I haven't listened to it in a long time, my albums are all boxed up and put away in a closet. I still have a turntable though, probably be fun to pull the old albums out again.
You're correct in saying they didn't write all of the songs they recorded, but the overwhelming number of songs they recorded were their own compositions. I think they were the backup band for another singer on 'My Bonnie'.

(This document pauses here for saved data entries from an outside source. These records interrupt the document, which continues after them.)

Issue #44, opened 2017-12-30
Allow a user to gracefully cancel training when there is no preview


Ganonmaster:
In its current state, the tool does not allow users to hit `q` to quit the tool unless the preview window is active and has focus. The tool will only save after a certain amount of iterations, so it would be great if we could enable "non-previewers" or Docker users to quit out this way also and preserve their work..

Clorr:
Done in PR #59

PR #47, opened 2018-01-01
Print help information only if arguments parsing error occurred

### LINKED ISSUE #43: Do not print help text after cancelling
At this time, all the scripts will print help text after exiting in an unexpected fashion. For example, when cancelling a command, it will still print the help text before quitting.

lukaville:
Fixes #43

### DIFF
--- a/lib/cli.py
+++ b/lib/cli.py
@@ -161,7 +161,7 @@ class TrainingProcessor(object):
 
         for epoch in range(1, 1000000):
             if self.arguments.verbose:
-                print("Iteration number {}".format(1))
+                print("Iteration number {}".format(epoch))
                 start_time = time.time()
             warped_A, target_A = get_training_data(images_A, BATCH_SIZE)
             warped_B, target_B = get_training_data(images_B, BATCH_SIZE)
--- a/lib/cli.py
+++ b/lib/cli.py
@@ -2,6 +2,7 @@ import argparse
 import os
 import cv2
 import numpy
+import sys
 import time
 
 from lib.utils import get_image_paths, get_folder, load_images, stack_images
@@ -41,7 +42,14 @@ class TrainingProcessor(object):
             print('Not loading existing training data.')
             print(e)
 
-        self.process()
+        try:
+            self.process()
+        except KeyboardInterrupt:
+            try:
+                self.save_model_weights()
+            except KeyboardInterrupt:
+                print('Saving model weights is cancelled')
+            sys.exit(0)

It appears that your memory is faulty. *We* had the Beach Boys, but since Jefferson Airplane didn't release their first record until '65, and the Doors until '67, they weren't around at the time you were claiming (February 1964 was when the Beatles appeared on Ed Sullivan.)
You're scary.
The Beatles name was due in part to a play on Beatnik a fifties counterculture group. I don't think Tavistock put the Beatles together, they were all kids from Liverpool who got together on their own.
Did you write that post with a tinfoil hat on?